TASK INPUTS:
PR #5487, opened 2026-08-04
Add author pages, linked bylines, and sidebar author card for E-E-A-T

sumitshinde-84:
## Description

Add dedicated author pages, linked bylines, a sidebar author card, and an Expert Reviewed link to improve E-E-A-T.
Every published author now has a /blog/author/{slug}/ page with their bio, expertise, and all published articles. The byline links to that page, the sidebar shows the author's credentials at the top, the Expert Reviewed link points to our handbook blogging process, and the Person JSON-LD now points to a real author page.

https://github.com/user-attachments/assets/0b438fa4-144a-418a-9898-d31f7fc7975e

This makes it easier for readers and search engines to see who wrote the content, why they are qualified, and how the article was reviewed before publication. It also improves internal linking by connecting older articles with newer ones through author pages.

**It also matters for human review, not just crawlers. Google employs thousands of Search Quality Raters,  real people, not bots, who assess pages against the public Search Quality Rater Guidelines. Those guidelines ask raters to look for exactly this: who the author is, what makes them qualified on the topic, and whether the site is transparent about who stands behind the content. A byline with no destination gives a rater nothing to verify. An author page with a bio, credentials, and a body of work does.**

This follows the same best practice used by SEO leaders such as Ahrefs and Semrush.

- [semrush blog](https://www.semrush.com/blog/eeat/)
- [ahref blog](https://ahrefs.com/blog/eeat-seo/)

## Checklist


JoycePlaysFootball (approved):

Yndira-E:
Hey @sumitshinde-84, this looks great. Just a couple of notes:

* This will probably need a refactor since we migrated the handbook to Nuxt yesterday, so all the 11ty syntax will need to be replaced with Vue.
* I read through the Semrush article you shared, and it definitely supports having a clear byline and linking to the author’s page. I also noticed that both Semrush and Ahrefs display an author card in the sidebar, so I can see where the inspiration comes from. My only hesitation is that I couldn’t find any recommendation (either in the article or in Google’s guidance) that duplicating the full author bio is what provides the SEO/E-E-A-T benefit. It seems more like a design decision those sites have made rather than something the guidance explicitly recommends.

TASK REQUIREMENTS: The required output is the exact run of lines from the beginning of the records to the line with "of work does.**", that line included.

FINAL ANSWER:
PR #5487, opened 2026-08-04
Add author pages, linked bylines, and sidebar author card for E-E-A-T

sumitshinde-84:
## Description

Add dedicated author pages, linked bylines, a sidebar author card, and an Expert Reviewed link to improve E-E-A-T.
Every published author now has a /blog/author/{slug}/ page with their bio, expertise, and all published articles. The byline links to that page, the sidebar shows the author's credentials at the top, the Expert Reviewed link points to our handbook blogging process, and the Person JSON-LD now points to a real author page.

https://github.com/user-attachments/assets/0b438fa4-144a-418a-9898-d31f7fc7975e

This makes it easier for readers and search engines to see who wrote the content, why they are qualified, and how the article was reviewed before publication. It also improves internal linking by connecting older articles with newer ones through author pages.

**It also matters for human review, not just crawlers. Google employs thousands of Search Quality Raters,  real people, not bots, who assess pages against the public Search Quality Rater Guidelines. Those guidelines ask raters to look for exactly this: who the author is, what makes them qualified on the topic, and whether the site is transparent about who stands behind the content. A byline with no destination gives a rater nothing to verify. An author page with a bio, credentials, and a body of work does.**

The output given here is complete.